In the entries below, which lines run from the one containing "-429,8 +428,8 @@" to the one containing "httpStatusCode, http.StatusText(httpStatusCode), url)"? Copy exactly those lines, ends included, and no others.

━━━━━━━━━━

PR #5483, opened 2017-06-15
[specific ci=1-27-Docker-Login] Fail quickly on docker login against harbor registry with incorrect credentials

willsherwood:
Fixes #5195

PR #6067, opened 2017-08-18
[specific ci=1-02-Docker-Pull] Grab out error message body for nonretryable client errors and all other unexpected http code

### LINKED ISSUE #5951: VIC engine should render the error message in a similar way as docker does
This is a suggestion.

Harbor will return 412 when the image violates the "project level content trust" and "vulnerable" policy.

The response body is a json:
```
{"code":412,"message":"The image is not signed in Notary.","details":"The image is not signed in Notary."}
```
The response json is following the convention of docker, so when user issues `docker pull` a more meaningful error message will be returned:
```
Error response from daemon: unknown: The image is not signed in Notary.
```

It would be better if VIC engine can extract error message from the response to show more information to user.

AngieCris:
Fixes #5951

### DIFF
--- a/pkg/fetcher/fetcher.go
+++ b/pkg/fetcher/fetcher.go
@@ -444,6 +444,8 @@ func (u *URLFetcher) buildRegistryErrMsg(url *url.URL, respBody io.ReadCloser) s
 
 // extractErrResponseMessage extracts `message` field from error response body stream.
 func extractErrResponseMessage(rdr io.ReadCloser) (string, error) {
+	defer rdr.Close()
+
 	out := bytes.NewBuffer(nil)
 	_, err := io.Copy(out, rdr)
 	if err != nil {
--- a/pkg/fetcher/fetcher.go
+++ b/pkg/fetcher/fetcher.go
@@ -249,6 +249,7 @@ func (u *URLFetcher) fetch(ctx context.Context, url *url.URL, reqHdrs *http.Head
 	u.StatusCode = res.StatusCode
 
 	if u.IsNonretryableClientError() {
+
 		if u.options.Token == nil && u.IsStatusUnauthorized() {
 			hdr := res.Header.Get("www-authenticate")
 			if hdr == "" {
@@ -280,13 +281,30 @@ func (u *URLFetcher) fetch(ctx context.Context, url *url.URL, reqHdrs *http.Head
 			}
 		}
 
-		err = fmt.Errorf("Nonretryable error '%s (%d)': URL %s.", http.StatusText(u.StatusCode), u.StatusCode, url)
+		// for all other non-retryable client error, grab the error message if there is one (#5951)
+		err, msg := u.extractMsgBody(res.Body)
+		if err != nil {
+			err = fmt.Errorf("Nonretryable error '%s (%d)': URL %s", http.StatusText(u.StatusCode), u.StatusCode, url)
+		} else {
+			err = fmt.Errorf("Nonretryable error '%s (%d)': URL %s, Message: %s", http.StatusText(u.StatusCode),
+				u.StatusCode, url, msg)
+		}
+
 		return nil, nil, DoNotRetry{Err: err}
 	}
 
 	// FIXME: handle StatusTemporaryRedirect and StatusFound
+	// for all other unexpected http code, grab the message out if there is one (#5951)
 	if !u.IsStatusOK() {
-		return nil, nil, fmt.Errorf("Unexpected http code: %d, URL: %s", u.StatusCode, url)
+
+		err, msg := u.extractMsgBody(res.Body)
+		if err != nil {
+			err = fmt.Errorf("Unexpected http code: %d, URL %s", u.StatusCode, url)
+		} else {
+			err = fmt.Errorf("Unexpected http code: %d, URL %s, Message: %s", u.StatusCode, url, msg)
+		}
+
+		return nil, nil, err
 	}
 
 	log.Debugf("URLFetcher.fetch() - %#v, %#v", res.Body, res.Header)
@@ -412,6 +430,16 @@ func (u *URLFetcher) IsNonretryableClientError() bool {
 	s := u.StatusCode
 	return 400 <= s && s < 500 &&
 		s != http.StatusLocked && s != http.StatusTooManyRequests
+}
+
+func (u *URLFetcher) extractMsgBody(rdr io.ReadCloser) (error, string) {
+	out := bytes.NewBuffer(nil)
+	_, err := io.Copy(out, rdr)
+	if err != nil {
+		return err, ""
+	}
+	return nil, string(out.Bytes())
+
 }
 
 func (u *URLFetcher) setUserAgent(req *http.Request) {
--- a/pkg/fetcher/fetcher.go
+++ b/pkg/fetcher/fetcher.go
@@ -442,8 +442,13 @@ func (u *URLFetcher) buildRegistryErrMsg(url *url.URL, respBody io.ReadCloser) s
 	return errMsg
 }
 
+// malformedJsonErrFormat is the error format for malformed json response body
+// used in function extractErrResponseMessage
+var malformedJsonErrFormat = fmt.Errorf("error response json has unconventional format")
+
 // extractErrResponseMessage extracts `message` field from error response body stream.
 func extractErrResponseMessage(rdr io.ReadCloser) (string, error) {
+	// close the stream after done
 	defer rdr.Close()
 
 	out := bytes.NewBuffer(nil)
@@ -465,7 +470,7 @@ func extractErrResponseMessage(rdr io.ReadCloser) (string, error) {
 
 	if len(errResponse.Errors) == 0 {
 		log.Debugf("Error response wrong format. Response body: %s", string(res))
-		return "", fmt.Errorf("error response json has unconventional format")
+		return "", malformedJsonErrFormat
 	}
 
 	// grab out every error message
@@ -483,7 +488,7 @@ func extractErrResponseMessage(rdr io.ReadCloser) (string, error) {
 
 	// if no message available, treat it as a malformed json error
 	if len(errString) == 0 {
-		return "", fmt.Errorf("error response json has unconventional format")
+		return "", malformedJsonErrFormat
 	}
 
 	return errString, nil
--- a/pkg/fetcher/fetcher.go
+++ b/pkg/fetcher/fetcher.go
@@ -444,7 +444,7 @@ func (u *URLFetcher) buildRegistryErrMsg(url *url.URL, respBody io.ReadCloser) s
 
 // malformedJsonErrFormat is the error format for malformed json response body
 // used in function extractErrResponseMessage
-var malformedJsonErrFormat = fmt.Errorf("error response json has unconventional format")
+var errJsonFormat = fmt.Errorf("error response json has unconventional format")
 
 // extractErrResponseMessage extracts `message` field from error response body stream.
 func extractErrResponseMessage(rdr io.ReadCloser) (string, error) {
@@ -470,7 +470,7 @@ func extractErrResponseMessage(rdr io.ReadCloser) (string, error) {
 
 	if len(errResponse.Errors) == 0 {
 		log.Debugf("Error response wrong format. Response body: %s", string(res))
-		return "", malformedJsonErrFormat
+		return "", errJsonFormat
 	}
 
 	// grab out every error message
@@ -488,7 +488,7 @@ func extractErrResponseMessage(rdr io.ReadCloser) (string, error) {
 
 	// if no message available, treat it as a malformed json error
 	if len(errString) == 0 {
-		return "", malformedJsonErrFormat
+		return "", errJsonFormat
 	}
 
 	return errString, nil
--- a/pkg/fetcher/fetcher.go
+++ b/pkg/fetcher/fetcher.go
@@ -444,7 +444,7 @@ func (u *URLFetcher) buildRegistryErrMsg(url *url.URL, respBody io.ReadCloser) s
 
 // malformedJsonErrFormat is the error format for malformed json response body
 // used in function extractErrResponseMessage
-var errJsonFormat = fmt.Errorf("error response json has unconventional format")
+var errJSONFormat = fmt.Errorf("error response json has unconventional format")
 
 // extractErrResponseMessage extracts `message` field from error response body stream.
 func extractErrResponseMessage(rdr io.ReadCloser) (string, error) {
@@ -470,7 +470,7 @@ func extractErrResponseMessage(rdr io.ReadCloser) (string, error) {
 
 	if len(errResponse.Errors) == 0 {
 		log.Debugf("Error response wrong format. Response body: %s", string(res))
-		return "", errJsonFormat
+		return "", errJSONFormat
 	}
 
 	// grab out every error message
@@ -488,7 +488,7 @@ func extractErrResponseMessage(rdr io.ReadCloser) (string, error) {
 
 	// if no message available, treat it as a malformed json error
 	if len(errString) == 0 {
-		return "", errJsonFormat
+		return "", errJSONFormat
 	}
 
 	return errString, nil
--- a/pkg/fetcher/fetcher.go
+++ b/pkg/fetcher/fetcher.go
@@ -100,10 +100,9 @@ type URLFetcher struct {
 	options Options
 }
 
-// RegistryErrorRespBody struct
-// struct for unmarshalling json error response body by containers registry
-// error response json is assumed to follow Docker API convention (field `details` is dropped)
-// see: https://docs.docker.com/registry/spec/api/#errors
+// RegistryErrorRespBody is used for unmarshaling json error response body from image registries.
+// Error response json is assumed to follow Docker API convention (field `details` is dropped).
+// See: https://docs.docker.com/registry/spec/api/#errors
 type RegistryErrorRespBody struct {
 	Errors []struct {
 		Code    string
@@ -298,7 +297,7 @@ func (u *URLFetcher) fetch(ctx context.Context, url *url.URL, reqHdrs *http.Head
 	}
 
 	// FIXME: handle StatusTemporaryRedirect and StatusFound
-	// for all other unexpected http code, grab the message out if there is one (#5951)
+	// for all other unexpected http codes, grab the message out if there is one (#5951)
 	if !u.IsStatusOK() {
 		err := fmt.Errorf(u.buildRegistryErrMsg(u.StatusCode, url, res.Body))
 		return nil, nil, err
@@ -429,8 +428,8 @@ func (u *URLFetcher) IsNonretryableClientError() bool {
 		s != http.StatusLocked && s != http.StatusTooManyRequests
 }
 
-// Build error message for unexpected http code (nonretryable client errors and all other errors)
-// extract message details from response body stream if there is one
+// buildRegistryErrMsg builds error message for unexpected http code (nonretryable client errors and all other errors)
+// and extracts message details from response body stream if there is one (#5951).
 func (u *URLFetcher) buildRegistryErrMsg(httpStatusCode int, url *url.URL, respBody io.ReadCloser) string {
 	errMsg := fmt.Sprintf("Unexpected http code: %d (%s), URL: %s", httpStatusCode, http.StatusText(httpStatusCode), url)
 
@@ -440,12 +439,10 @@ func (u *URLFetcher) buildRegistryErrMsg(httpStatusCode int, url *url.URL, respB
 	}
 
 	errMsg += fmt.Sprintf(", Message: %s", errDetail)
-
 	return errMsg
 }
 
-// Extract message from error response body (#5951)
-// The error response body is assumed to follow the convention of Docker
+// extractErrResponseMessage extracts `message` field from error response body json (#5951).
 func (u *URLFetcher) extractErrResponseMessage(rdr io.ReadCloser) (string, error) {
 	out := bytes.NewBuffer(nil)
 	_, err := io.Copy(out, rdr)
--- a/pkg/fetcher/fetcher.go
+++ b/pkg/fetcher/fetcher.go
@@ -100,18 +100,14 @@ type URLFetcher struct {
 	options Options
 }
 
-// ErrorResponseBody struct
-type ErrorResponseBody struct {
+// RegistryErrorRespBody struct
+// struct for unmarshalling json error response body by containers registry
+// error response json is assumed to follow Docker API convention (field `details` is dropped)
+// see: https://docs.docker.com/registry/spec/api/#errors
+type RegistryErrorRespBody struct {
 	Errors []struct {
-		Code string
+		Code    string
 		Message string
-
-		Detail []struct {
-			Type string
-			Class string
-			Name string
-			Action string
-		}
 	}
 }
 
@@ -264,7 +260,6 @@ func (u *URLFetcher) fetch(ctx context.Context, url *url.URL, reqHdrs *http.Head
 	u.StatusCode = res.StatusCode
 
 	if u.IsNonretryableClientError() {
-
 		if u.options.Token == nil && u.IsStatusUnauthorized() {
 			hdr := res.Header.Get("www-authenticate")
 			if hdr == "" {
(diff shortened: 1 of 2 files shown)


AngieCris:
Now the error message for all other nonretryable client error and unexpected http code, should contain the error response body.
The response body should be a json, but since it could come from either docker, harbor or gcp, the structure of it is undetermined.
Currently in the code, I just converted the response body bytes to string directly, instead of unmarshalling it to json, due to the reason described above.

AngieCris:
Pending an integration test. 
Need to check if there is a non-generic error message upon unexpected http code (sth other than NotFound and Unauthorized, like 412)
It takes some effort to reproduce errors like 412 - need to configure Harbor and Admiral, and I'm not sure if Admiral provides API for accessing Harbor instances (as mentioned in https://github.com/vmware/vic/pull/5483)

pkg/fetcher/fetcher.go
```diff
@@ -280,13 +281,30 @@ func (u *URLFetcher) fetch(ctx context.Context, url *url.URL, reqHdrs *http.Head
 			}
 		}
 
-		err = fmt.Errorf("Nonretryable error '%s (%d)': URL %s.", http.StatusText(u.StatusCode), u.StatusCode, url)
+		// for all other non-retryable client error, grab the error message if there is one (#5951)
+		msg, err := u.extractMsgBody(res.Body)
+		if err != nil {
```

━━━━━━━━━━

→ Reply
@@ -429,8 +428,8 @@ func (u *URLFetcher) IsNonretryableClientError() bool {
 		s != http.StatusLocked && s != http.StatusTooManyRequests
 }
 
-// Build error message for unexpected http code (nonretryable client errors and all other errors)
-// extract message details from response body stream if there is one
+// buildRegistryErrMsg builds error message for unexpected http code (nonretryable client errors and all other errors)
+// and extracts message details from response body stream if there is one (#5951).
 func (u *URLFetcher) buildRegistryErrMsg(httpStatusCode int, url *url.URL, respBody io.ReadCloser) string {
 	errMsg := fmt.Sprintf("Unexpected http code: %d (%s), URL: %s", httpStatusCode, http.StatusText(httpStatusCode), url)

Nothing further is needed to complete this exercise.